::: RECORDS PROVIDED

PR #1930, opened 2024-01-23
Update docs for new builder

### LINKED ISSUE #1929: Update outdated references to `make $TARGET` in docs
Just noticed that for example [here](https://github.com/gardenlinux/gardenlinux/blob/a2644846d713501989c6293ae9f0e78edbeefbdb/docs/02_operators/deployment/install-non-default.md?plain=1#L36) there seem to be outdated references. Should be updated to the newer build system using the `./build` shell script.

fwilhe:
Fixes #1929


Vincinator (approved):
LGTM

PR #1932, opened 2024-01-29
Fix build after breaking it in #1874

fwilhe:
Additional output created by building the image breaks assumptions about what ./build --resolve-cname does. Fix by grepping for the cname.


fwilhe:
closed in favour of solution by @nkraetzschmar

PR #2283, opened 2024-08-16
Add Script to compare the apt repo version of Garden Linux with Debian

fwilhe:
Script might be useful to chose which packages to upgrade in Garden Linux patch releases

Run the script like this `./hack/compare-apt-repo-versions-gl-debian.sh 1592.0`

Output looks like this
```
base-files 13.3 13.5
bash 5.2.21-2.1 5.2.21-2.1+b1
binutils 2.43-1 2.43-2
```

where the first version number is the version in Garden Linux, the right version number is the version in debian testing as of now.

### DIFF
--- a/hack/compare-apt-repo-versions-gl-debian.sh
+++ b/hack/compare-apt-repo-versions-gl-debian.sh
@@ -1,0 +1,51 @@
+#!/bin/bash
+set -o errexit
+
+SCRIPT_NAME="${0##*/}"
+readonly SCRIPT_NAME
+
+SCRIPT_DIR="$(dirname "$(readlink -f "$0")")"
+readonly SCRIPT_DIR
+
+usage() {
+    echo "Script to compare the apt repo version of Garden Linux with Debian."
+    echo "Usage: $SCRIPT_NAME GL_VERSION"
+    echo "Example: $SCRIPT_NAME 1599.0"
+    exit 1
+}
+
+main() {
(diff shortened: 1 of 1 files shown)


Vincinator (approved):
Good stuff. I was also thinking about writing a tool for this. 
Thanks, I like it 👍🏻 

I approve, since it is a good addition to the `hack/` scripts and tools, and we can improve on it whenever. 

Dumping out my thoughts, but feel free to dismiss them for now: 
- Only packages from `binary-amd64` are compared with this script. Would be nice to have the option to compare packages in `binary-arm64` and `binary-all` as well. 
- We can generalise this tool to compare any two given apt dists. 
    - compare two Garden Linux dists (what [compare-apt-repo-versions.sh](https://github.com/gardenlinux/gardenlinux/blob/main/hack/compare-apt-repo-versions.sh) does)
    - compare with debian snapshot repos
    - compare with other debian dist than testing 
    - compare with ubuntu dists, does it explode?

Feel free to merge!

fwilhe:
Thanks @Vincinator 

I think there might be a few other improvements, for example it makes not much sense to have the kernel in there as we follow the LTS versions and comparing to debian's kernel version does not tell you much.

Also maybe we should filter packages we build from upstream?

I think it makes sense to use it and see where we can improve and/or generalise the scripts.

Just quickly also tested the script in a debian vm, just to make sure, will remove the comment and merge.

PR #2292, opened 2024-08-20
integrate oci delivery

Vincinator:
Provides a workflow for OCI publishing 

Fixes https://github.com/gardenlinux/python-gardenlinux-lib/issues/15

Todos:
- [x] check if the image targets are actually published
- [ ] use correct pub/priv keypair for signing


mxmxchere:
I will close this one in favor of #2370 The diff became too old to be reviewable nicely.

PR #2331, opened 2024-09-12
ci: update actions/upload-artifact and actions/download-artifact to v4

yeoldegrove:

v3 is scheduled for deprecation on November 30, 2024

There are breaking changes:
- https://github.com/actions/upload-artifact?tab=readme-ov-file#breaking-changes
- https://github.com/actions/download-artifact?tab=readme-ov-file#breaking-changes

checked:
- We are not uploading to the same named Artifact multiple times.
- I think we do not have the use case of downloading artifacts that were created from action/upload-artifact@v3 and below are not supported.

### DIFF
--- a/.github/workflows/stig.yaml
+++ b/.github/workflows/stig.yaml
@@ -20,7 +20,7 @@ jobs:
       - name: Build the image
         run: ./build ${{ matrix.platform}}-stig
       - name: Upload build logs
-        uses: actions/upload-artifact@v4
+      - uses: actions/upload-artifact@50769540e7f4bd5e21e526ee35c689e35e0d6874 # pin@v4.4.0
         with:
           name: STIG-${{ matrix.platform}}-logs
           path: .build/*log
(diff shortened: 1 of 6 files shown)


.github/workflows/stig.yaml
```diff
@@ -20,7 +20,7 @@ jobs:
       - name: Build the image
         run: ./build ${{ matrix.platform}}-stig
       - name: Upload build logs
-        uses: actions/upload-artifact@v4
+      - uses: actions/upload-artifact@50769540e7f4bd5e21e526ee35c689e35e0d6874 # pin@v4.4.0
```
fwilhe, line 23:
```suggestion
        uses: actions/upload-artifact@50769540e7f4bd5e21e526ee35c689e35e0d6874 # pin@v4.4.0
```

wait a second, this introduces a syntax error

fwilhe: fixed

fwilhe (approved):
looks good to me, thanks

::::::

§ PROBLEM TO SOLVE:
Go through the entries above and reproduce each one exactly.

§ RESULT FOR THIS TASK:
PR #1930, opened 2024-01-23
Update docs for new builder

### LINKED ISSUE #1929: Update outdated references to `make $TARGET` in docs
Just noticed that for example [here](https://github.com/gardenlinux/gardenlinux/blob/a2644846d713501989c6293ae9f0e78edbeefbdb/docs/02_operators/deployment/install-non-default.md?plain=1#L36) there seem to be outdated references. Should be updated to the newer build system using the `./build` shell script.

fwilhe:
Fixes #1929


Vincinator (approved):
LGTM

PR #1932, opened 2024-01-29
Fix build after breaking it in #1874

fwilhe:
Additional output created by building the image breaks assumptions about what ./build --resolve-cname does. Fix by grepping for the cname.


fwilhe:
closed in favour of solution by @nkraetzschmar

PR #2283, opened 2024-08-16
Add Script to compare the apt repo version of Garden Linux with Debian

fwilhe:
Script might be useful to chose which packages to upgrade in Garden Linux patch releases

Run the script like this `./hack/compare-apt-repo-versions-gl-debian.sh 1592.0`

Output looks like this
```
base-files 13.3 13.5
bash 5.2.21-2.1 5.2.21-2.1+b1
binutils 2.43-1 2.43-2
```

where the first version number is the version in Garden Linux, the right version number is the version in debian testing as of now.

### DIFF
--- a/hack/compare-apt-repo-versions-gl-debian.sh
+++ b/hack/compare-apt-repo-versions-gl-debian.sh
@@ -1,0 +1,51 @@
+#!/bin/bash
+set -o errexit
+
+SCRIPT_NAME="${0##*/}"
+readonly SCRIPT_NAME
+
+SCRIPT_DIR="$(dirname "$(readlink -f "$0")")"
+readonly SCRIPT_DIR
+
+usage() {
+    echo "Script to compare the apt repo version of Garden Linux with Debian."
+    echo "Usage: $SCRIPT_NAME GL_VERSION"
+    echo "Example: $SCRIPT_NAME 1599.0"
+    exit 1
+}
+
+main() {
(diff shortened: 1 of 1 files shown)


Vincinator (approved):
Good stuff. I was also thinking about writing a tool for this. 
Thanks, I like it 👍🏻 

I approve, since it is a good addition to the `hack/` scripts and tools, and we can improve on it whenever. 

Dumping out my thoughts, but feel free to dismiss them for now: 
- Only packages from `binary-amd64` are compared with this script. Would be nice to have the option to compare packages in `binary-arm64` and `binary-all` as well. 
- We can generalise this tool to compare any two given apt dists. 
    - compare two Garden Linux dists (what [compare-apt-repo-versions.sh](https://github.com/gardenlinux/gardenlinux/blob/main/hack/compare-apt-repo-versions.sh) does)
    - compare with debian snapshot repos
    - compare with other debian dist than testing 
    - compare with ubuntu dists, does it explode?

Feel free to merge!

fwilhe:
Thanks @Vincinator 

I think there might be a few other improvements, for example it makes not much sense to have the kernel in there as we follow the LTS versions and comparing to debian's kernel version does not tell you much.

Also maybe we should filter packages we build from upstream?

I think it makes sense to use it and see where we can improve and/or generalise the scripts.

Just quickly also tested the script in a debian vm, just to make sure, will remove the comment and merge.

PR #2292, opened 2024-08-20
integrate oci delivery

Vincinator:
Provides a workflow for OCI publishing 

Fixes https://github.com/gardenlinux/python-gardenlinux-lib/issues/15

Todos:
- [x] check if the image targets are actually published
- [ ] use correct pub/priv keypair for signing


mxmxchere:
I will close this one in favor of #2370 The diff became too old to be reviewable nicely.

PR #2331, opened 2024-09-12
ci: update actions/upload-artifact and actions/download-artifact to v4

yeoldegrove:

v3 is scheduled for deprecation on November 30, 2024

There are breaking changes:
- https://github.com/actions/upload-artifact?tab=readme-ov-file#breaking-changes
- https://github.com/actions/download-artifact?tab=readme-ov-file#breaking-changes

checked:
- We are not uploading to the same named Artifact multiple times.
- I think we do not have the use case of downloading artifacts that were created from action/upload-artifact@v3 and below are not supported.

### DIFF
--- a/.github/workflows/stig.yaml
+++ b/.github/workflows/stig.yaml
@@ -20,7 +20,7 @@ jobs:
       - name: Build the image
         run: ./build ${{ matrix.platform}}-stig
       - name: Upload build logs
-        uses: actions/upload-artifact@v4
+      - uses: actions/upload-artifact@50769540e7f4bd5e21e526ee35c689e35e0d6874 # pin@v4.4.0
         with:
           name: STIG-${{ matrix.platform}}-logs
           path: .build/*log
(diff shortened: 1 of 6 files shown)


.github/workflows/stig.yaml
```diff
@@ -20,7 +20,7 @@ jobs:
       - name: Build the image
         run: ./build ${{ matrix.platform}}-stig
       - name: Upload build logs
-        uses: actions/upload-artifact@v4
+      - uses: actions/upload-artifact@50769540e7f4bd5e21e526ee35c689e35e0d6874 # pin@v4.4.0
```
fwilhe, line 23:
```suggestion
        uses: actions/upload-artifact@50769540e7f4bd5e21e526ee35c689e35e0d6874 # pin@v4.4.0
```

wait a second, this introduces a syntax error

fwilhe: fixed

fwilhe (approved):
looks good to me, thanks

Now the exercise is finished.